PR #1722, opened 2023-06-17
Warn on invalid references in links

### LINKED ISSUE #1572: Warn on invalid format inside backticks in links
[old Erlang child specification](`t:supervisor.child_spec()`)

will generate 

    <a href="`t:supervisor.child_spec()`">old Erlang child specification</a>

I find myself making this kind of mistakes, and ExDoc not warnings about it.
I think if Exdoc ends up generating a link that starts with a backtick, it should emit a warning.

~Well. Actually i think the format should be supported to avoid this kind of mistake, and render it without the backticks.~

viniciusmuller:
This pull request adds a check to warn and remove a link if it is a reference (has backticks) and could not be parsed as a reference.

That means links such as  ``[supervisor docs](`t:supervisor.child_spec/0`)`` will now warn on build and not emit a broken link rather than failing silently.j

Closes #1572

### DIFF
--- a/lib/ex_doc/language/elixir.ex
+++ b/lib/ex_doc/language/elixir.ex
@@ -550,8 +550,13 @@ defmodule ExDoc.Language.Elixir do
     timeout: 0
   ]
 
-  defp url(string = "mix help " <> name, mode, config), do: mix_task(name, string, mode, config)
-  defp url(string = "mix " <> name, mode, config), do: mix_task(name, string, mode, config)
+  defp url(string = "mix help " <> name, mode, config) do
+    name |> mix_task(string, mode, config) |> maybe_remove_link(mode)
+  end
+
+  defp url(string = "mix " <> name, mode, config) do
+    name |> mix_task(string, mode, config) |> maybe_remove_link(mode)
+  end
 
   defp url(string, mode, config) do
     case Regex.run(~r{^(.+)/(\d+)$}, string) do
@@ -721,11 +726,9 @@ defmodule ExDoc.Language.Elixir do
         mix_task: true,
         original_text: string
       })
-
-      :remove_link
-    else
-      url
     end
+
+    url
   end
 
   defp safe_format_string!(string) do
--- a/lib/ex_doc/language/elixir.ex
+++ b/lib/ex_doc/language/elixir.ex
@@ -447,7 +447,7 @@ defmodule ExDoc.Language.Elixir do
           [[_, custom_link]] ->
             custom_link
             |> url(:custom_link, config)
-            |> remove_and_warn_if_invalid(href, config)
+            |> remove_and_warn_if_invalid(custom_link, config)
 
           [] ->
             build_extra_link(href, config)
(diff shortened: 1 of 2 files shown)


test/ex_doc/language/elixir_test.exs
```diff
@@ -32,6 +32,20 @@ defmodule ExDoc.Language.ElixirTest do
...
+        assert autolink_doc(~m"[text](`fakefunction`)") == ~m"text"
+      end)
+
+      assert_invalid_ref_warning("`t:supervisor.child_spec/0`", fn ->
+        assert autolink_doc(~m"[text](`t:supervisor.child_spec/0`)") == ~m"text"
+      end)
+
+      assert_invalid_ref_warning("`mix foobar`", fn ->
+        assert autolink_doc(~m"[text](`mix foobar`)") == ~m"text"
+      end)
```
wojtekmach, line 46: we're testing this scenario below on line 516-518. How are these different? warn/1 ensures warning in the form of `documentation references (...)`, assert_invalid_ref_warning/1 in the form of `found invalid reference ...`.  How come both tests are correct? Do we emit two warnings? Also note we tent to use `"` instead of `` ` `` in warning messages.

For the new warning my suggestion would be to have `documentation referenced "ref" but it is invalid` for consistency even though maybe it doesn't read perfectly for these types of warnings. This way we can use warn/1 test helper. Also nitpick

Could you also move these assertions to the one big warning test? I think it's helpful to see all possible warnings in one place.

lib/ex_doc/language/elixir.ex
```diff
@@ -444,15 +444,29 @@ defmodule ExDoc.Language.Elixir do
...
         end
 
       _ ->
         nil
     end
   end
 
+  defp maybe_remove_invalid_ref(result, href) do
+    if is_nil(result) and String.match?(href, ~r/`.*`/) do
+      IO.warn("found invalid reference: #{href}")
```
wojtekmach, line 463: Could you look at the other reference warnings code and include file:line in this one too? The line isn’t perfect for these because it corresponds to where doc block starts, not where the warning happens inside the block, but that’s ok for now.

test/ex_doc/language/elixir_test.exs
viniciusmuller: Hi @wojtekmach! Currently there were two warnings being emitted for those cases.

I agree we can update the warning message to be more consistent and emita single warning when we have invalid references.

josevalim (approved):

test/ex_doc/language/elixir_test.exs
```diff
@@ -460,6 +460,22 @@ defmodule ExDoc.Language.ElixirTest do
 
     warn(~m"`t:Calendar.date/9`")
 
+    assert warn(fn ->
+             assert autolink_doc(~m"[text](`fakefunction`)") == ~m"text"
+           end) =~ ~s[but it is invalid]
```
wojtekmach, line 465: could you include the reported reference in the warning string? I.e. this assertion should be:

```elixir
(...) =~ ~s["`fakefunction`" but it is invalid]
```

but I think we actually want:

```elixir
(...) =~ ~s["fakefunction" but it is invalid]
```

btw it's fine if we include more warning in the assertion, i.e.:

```elixir
(...) =~ ~s[documentation references "fakefunction" but it is invalid]
```

because we have some logic around including additional words like module, function, etc so stricter assertion can be helpful here.

wojtekmach (approved):
Just one last comment.

test/ex_doc/language/elixir_test.exs
viniciusmuller: No problems! I've updated the code to not output the backticks on warning and improved the assertions :)

wojtekmach:
Thank you!

PR #1723, opened 2023-06-27
mermaid.js to 10.2.3 (async invocation) and make it respect color theme

serpent213:
Color theme is only evaluated on (re)load. I don't see an easy way to hook into the (minified) SettingsStore.


josevalim:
--*--
Your answer should be one number: the count of lines in the data above that include the word "theme".

#### [Answer to this exercise]
2